We also asked Sebastian why BEA offered XMLBeans to ASF, rather than Java-focused groups, such as Java Community Process (JCP) or even Eclipse?
Sebastian's reply left little doubt that BEA feels that ASF and other Open Source forums are best for XMLBeans and potentially for other innovative technologies it may want to release to the dev community in 2004.

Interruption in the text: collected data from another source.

PR #471, opened 2026-01-20
Sync streams compiler: Refactor expression handling

simolus3:
In the original compiler PR (https://github.com/powersync-ja/powersync-service/pull/451), expressions were represented via the `Expr` type from the `pgsql-ast-parser` package. That made parsing expressions trivial, but also had some downsides:

- we had to use hacks to attach scopes to references. In particular when transforming subqueries to joins (which would change scopes syntactically) we had to remember to resolve hoisted references in their original subquery scope. Now we can use our own expression tree where expressions are already resolved and can be rearranged without patching references.
- we need to do some validation for expressions, e.g. to ensure no illegal function is called. Having distinct types for original and validated expressions makes that clearer.
- we support syntax like `a IN (x, y, z)` that can't be represented in Postgres, which required hacks. With our own expression types we can add everything we need.
- by using our own serializable expression types, we can store expressions in sync plans. This makes it possible to implement type-aware schema generation and schema validation for serialized sync plans.
- the expression format is also easier to compose. External references where previously represented as SQL text + array of instantiations (e.g. `WHERE length(?) > 5`, `[row.name]`). Now, we can directly embed those references as an AST node (`WHERE length(<embed row.name>) > 5`), which means two ASTs can be combined without having to transform an instantiation array.
- because we're not just storing SQL text in sync plans, we can keep using our existing implementation for operators and functions if we want to.

This introduces an `SqlExpression` type with a generic type referencing external data (e.g. row values or connection parameters) and a visitor interface. The existing translation from Postgres to SQL strings has been split into two: First, we lower Postgres expressions to SQLite and desugar subqueries in one go. These SQLite expression nodes are only rendered into SQL text by a second iteration when necessary.

### DIFF
--- a/packages/sync-rules/src/sync_plan/expression.ts
+++ b/packages/sync-rules/src/sync_plan/expression.ts
@@ -146,9 +146,11 @@ export const supportedFunctions: Record<string, ArgumentCount> = {
   iif: { min: 2 },
   instr: 2,
   length: 1,
+  // TODO: Establish defaults for case sensitivity, changing escape characters, ICU support.
+  // We might just want to remove LIKE support since we don't seem to have it in sql_functions.ts
   like: { min: 2, max: 3 },
-  likelihood: 2,
-  likely: 1,
+  //  likelihood: 2,
+  //  likely: 1,
   lower: 1,
   ltrim: { min: 1, max: 2 },
   max: { min: 2 },
@@ -169,7 +171,7 @@ export const supportedFunctions: Record<string, ArgumentCount> = {
   unicode: 1,
   unistr: 1,
   unistr_quote: 1,
-  unlikely: 1,
+  //  unlikely: 1,
   upper: 1,
   zeroblob: 1,
   // Scalar functions from https://sqlite.org/json1.html#overview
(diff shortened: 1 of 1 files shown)


packages/sync-rules/test/src/compiler/sqlite.test.ts
```diff
@@ -26,8 +28,10 @@ describe('sqlite conversion', () => {
   });
 
   test('in values', () => {
-    expectNoErrors('"intrinsic:contains"(1)', 'FALSE');
-    expectNoErrors('"intrinsic:contains"(1, 2, 3, 4)', '1 IN (2, 3, 4)');
+    expectNoErrors('1 IN ARRAY[1,2,3]', '1 IN (1, 2, 3)');
+    expectNoErrors('1 IN ARRAY[]', 'FALSE');
```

"The main value the Java Community Process is providing still is at the mercy of a single vendor," Sebastian told IDN. Sebastian's response comes as BEA has already waited more than a year for JCP to take action on its proposed JSR to the JCP for handling metadata (JSR 181). As for Eclipse, BEA has committed its architecture to Swing, not the underlying XWT used by Eclipse/IBM. "All our tools [leverage] Swing, and now the proprietary XWT has a real potential for confusing ISVs."
While devs will get the core underlying code as a free, open download, the GUI-driven support that comes via WebLogic Workshop will not be included.
With the XMLBean interfaces in a Java application, devs can write code that uses the new types to handle XML based on the schema. In one use case example, a Java printItems method receives a "file" object that contains the purchase order XML file.